Complete unfolding - complete folding Let's start with and example:
01 = 010 + 011 + 001 + 101 + (001 + 011)
Reading the above from the left part to the right part describes the results of completely unfolding the digram 01 into trigrams, whereas reading from right to left describes the complete folding which results in the digram 01.
How was this created?
To completely unfold 01, we add a line below it, which can be either be broken (0, yin) or full (1, yang) - this present the first pair of trigram. We also add a line above 01 (creating the second pair) and a line in the middle of 01 (creating the third pair).
Partial unfolding - partial folding
To use the same example again:
01 = 010 + 011
If we read from left to right, we have partially unfolded the digram 01 by adding a line below it, resulting in the trigrams 010 and 011.
By reading it from right to left, we can see the two trigrams matching in the first two places and different in the third place. If we fold the two trigrams (010 and 011), the third place balances out and thus we get the digram 01.
We can say that complete unfolding is done by doing all possible partial unfoldings.
When doing a partial unfolding from an n-gram to m-grams, if we wish, we can mark which partial unfolding we are using in an m-gram: the lines which are untouched are marked by 0, and the ones we unfold marked with 1. For example, unfolding the digram 01 'from below' to trigrams is marked by the trigram 001 (that's where we have added a new line).

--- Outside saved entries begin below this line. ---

PR #766, opened 2018-10-03
Use bytes or %r to handle paths and process output

### LINKED ISSUE #710: utf8 error by importing mercurial repository
When importing repository in the os.mbed.com (Mercurial), I got following problem in my PC (Japanese Windows 7).

```
PS C:\Users\toyom> mbed --version
1.7.3
PS C:\Users\toyom> mbed import https://os.mbed.com/teams/mbed-os-examples/code/mbed-os-example-blinky/
[mbed] Importing program "mbed-os-example-blinky" from "https://os.mbed.com/teams/mbed-os-examples/code/mbed-os-example-blinky" at latest revision in the current branch
[mbed] ERROR: Unknown Error: 'utf8' codec can't decode byte 0x91 in position 0: invalid start byte
---
```

There is no problem importing GitHub repositiry.

```
PS C:\Users\toyom> mbed import https://github.com/ARMmbed/mbed-os-example-blinky
[mbed] Importing program "mbed-os-example-blinky" from "https://github.com/ARMmbed/mbed-os-example-blinky" at latest revision in the current branch
[mbed] Adding library "mbed-os" from "https://github.com/ARMmbed/mbed-os" at rev #03196b244ee0
PS C:\Users\toyom>
```

Also, mbed-cli v1.6.0 did not have this problem.

```
PS C:\Users\toyom> mbed --version
1.6.0
PS C:\Users\toyom> mbed import https://os.mbed.com/teams/mbed-os-examples/code/mbed-os-example-blinky
[mbed] Importing program "mbed-os-example-blinky" from "https://os.mbed.com/teams/mbed-os-examples/code/mbed-os-example-blinky" at latest revision in the current branch
[mbed] Adding library "mbed-os" from "https://github.com/ARMmbed/mbed-os" at rev #03196b244ee0
PS C:\Users\toyom>
```

theotherjimmy:
Paths are not ASCII, paths are not Unicode. Paths are bytes.
This PR handles paths like they are bytes, well at least the 
current working directory. Handling paths and process output as
if they are unicode will introduce errors when paths are not 
valid unicode. I tested this by creating a directory named
    
    �abc\uXXXX

Which is not valid unicode, and tricks most python string 
decoders into throwing an exception.

Fixes #710, maybe

### DIFF
--- a/mbed/mbed.py
+++ b/mbed/mbed.py
@@ -156,7 +156,10 @@ _cwd = os.getcwd()
 
 # Logging and output
 def log(msg, is_error=False):
-    sys.stderr.write(msg) if is_error else sys.stdout.write(msg)
+    if sys.version_info[0] > 2 and isinstance(msg, bytes):
+        sys.stderr.buffer.write(msg) if is_error else sys.stdout.buffer.write(msg)
+    else:
+        sys.stderr.write(msg) if is_error else sys.stdout.write(msg)
 
 def message(msg):
     if very_verbose:
--- a/mbed/mbed.py
+++ b/mbed/mbed.py
@@ -274,7 +274,7 @@ def pquery(command, output_callback=None, stdin=None, **kwargs):
     stdout, _ = proc.communicate(stdin)
 
     if very_verbose:
-        log(stdout.strip() + "\n")
+        log(stdout.strip() + b'\n')
 
     if proc.returncode != 0:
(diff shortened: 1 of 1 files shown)


theotherjimmy:
I should get it working with python3 as well.

theotherjimmy:
This is, well very involved. Paths and other bytes being treated interchangeably with strings is everywhere in this code base.

theotherjimmy:
Closing in favor of #767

If we wish to unfold 01 'in the middle' to quadgrams, the quadgram marking the change would be 0110.
Let's take a look at the first example again: 01 = 010 + 011 + 001 + 101 + (001 + 011)
We can see that the unfolding resulted in all possible trigram combinations, and even resulted in one pair of trigram twice (001 and 011). We got an extra bit of 'residue'.
If we compare the first example and the second example:
01 = 010 + 011 + 001 + 101 + (001 + 011)
01 = 010 + 011
We can see that the second example is 'lacking'.
Full level unfolding - full level folding
An example; the full level unfolding of digrams to trigrams:
00 + 01 + 10 + 11 = 000 + 001 + 010 + 011 + 100 + 101 + 110 + 111
This example is the most accurate of them all.
The 'residue' we get when we completely unfold an n-gram, or the 'lack' we get when we partially unfold and n-gram, are both present because those equations are distortions of a full level unfolding.
For example, it is true that 010 and 011 complement each other in the third place, so for practical purposes we can partially fold them, but we shouldn't forget that the other trigrams exist as well and that these two trigrams acquire their meaning only by relation to those other trigrams.
(Two opposite trigrams complement each other, but all the trigrams together complement each other more fully.)
So, complete and partial unfoldings are distortions (anti-symmetry) compared to full level unfoldings.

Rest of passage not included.